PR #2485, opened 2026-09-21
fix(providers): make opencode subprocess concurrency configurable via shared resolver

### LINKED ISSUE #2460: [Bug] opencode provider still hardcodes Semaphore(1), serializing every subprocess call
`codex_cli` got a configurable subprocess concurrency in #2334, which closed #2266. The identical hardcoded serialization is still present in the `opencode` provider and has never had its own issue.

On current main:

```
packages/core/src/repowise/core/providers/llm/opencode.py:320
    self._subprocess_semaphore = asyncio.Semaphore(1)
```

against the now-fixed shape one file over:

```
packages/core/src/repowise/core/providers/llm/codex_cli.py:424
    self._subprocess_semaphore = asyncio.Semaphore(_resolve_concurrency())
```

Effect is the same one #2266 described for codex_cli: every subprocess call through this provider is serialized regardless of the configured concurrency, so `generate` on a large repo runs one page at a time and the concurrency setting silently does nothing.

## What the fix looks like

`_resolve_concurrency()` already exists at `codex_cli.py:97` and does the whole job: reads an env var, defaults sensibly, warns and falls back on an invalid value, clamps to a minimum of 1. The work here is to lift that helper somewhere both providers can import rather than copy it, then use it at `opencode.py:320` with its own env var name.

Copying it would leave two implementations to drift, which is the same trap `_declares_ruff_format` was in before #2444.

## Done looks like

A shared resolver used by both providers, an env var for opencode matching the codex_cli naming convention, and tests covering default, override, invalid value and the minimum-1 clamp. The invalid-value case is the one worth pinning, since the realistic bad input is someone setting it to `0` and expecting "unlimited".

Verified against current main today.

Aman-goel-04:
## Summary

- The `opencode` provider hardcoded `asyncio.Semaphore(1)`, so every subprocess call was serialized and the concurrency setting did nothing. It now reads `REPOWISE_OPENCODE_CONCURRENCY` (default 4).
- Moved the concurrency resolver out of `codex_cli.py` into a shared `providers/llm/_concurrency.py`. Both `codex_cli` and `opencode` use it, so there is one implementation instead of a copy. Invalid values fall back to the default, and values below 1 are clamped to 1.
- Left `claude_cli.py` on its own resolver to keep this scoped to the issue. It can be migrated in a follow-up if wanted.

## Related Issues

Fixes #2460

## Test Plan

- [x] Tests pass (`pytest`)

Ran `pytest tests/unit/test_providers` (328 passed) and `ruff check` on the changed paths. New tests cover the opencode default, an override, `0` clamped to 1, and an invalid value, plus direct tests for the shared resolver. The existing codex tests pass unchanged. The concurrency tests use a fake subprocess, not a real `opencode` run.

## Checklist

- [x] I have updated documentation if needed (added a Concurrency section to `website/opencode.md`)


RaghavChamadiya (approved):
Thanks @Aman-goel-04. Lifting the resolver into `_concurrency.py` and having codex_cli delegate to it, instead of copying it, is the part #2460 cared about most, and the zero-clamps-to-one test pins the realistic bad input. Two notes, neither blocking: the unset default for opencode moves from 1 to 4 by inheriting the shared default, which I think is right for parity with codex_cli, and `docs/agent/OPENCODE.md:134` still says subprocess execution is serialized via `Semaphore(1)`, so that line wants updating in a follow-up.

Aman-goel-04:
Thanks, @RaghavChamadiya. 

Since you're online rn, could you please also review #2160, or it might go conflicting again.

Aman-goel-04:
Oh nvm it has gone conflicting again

- - - -

_Try it_. Which of the lines above hold the string "realistic"? Copy each one.

_Task solution_.
A shared resolver used by both providers, an env var for opencode matching the codex_cli naming convention, and tests covering default, override, invalid value and the minimum-1 clamp. The invalid-value case is the one worth pinning, since the realistic bad input is someone setting it to `0` and expecting "unlimited".
Thanks @Aman-goel-04. Lifting the resolver into `_concurrency.py` and having codex_cli delegate to it, instead of copying it, is the part #2460 cared about most, and the zero-clamps-to-one test pins the realistic bad input. Two notes, neither blocking: the unset default for opencode moves from 1 to 4 by inheriting the shared default, which I think is right for parity with codex_cli, and `docs/agent/OPENCODE.md:134` still says subprocess execution is serialized via `Semaphore(1)`, so that line wants updating in a follow-up.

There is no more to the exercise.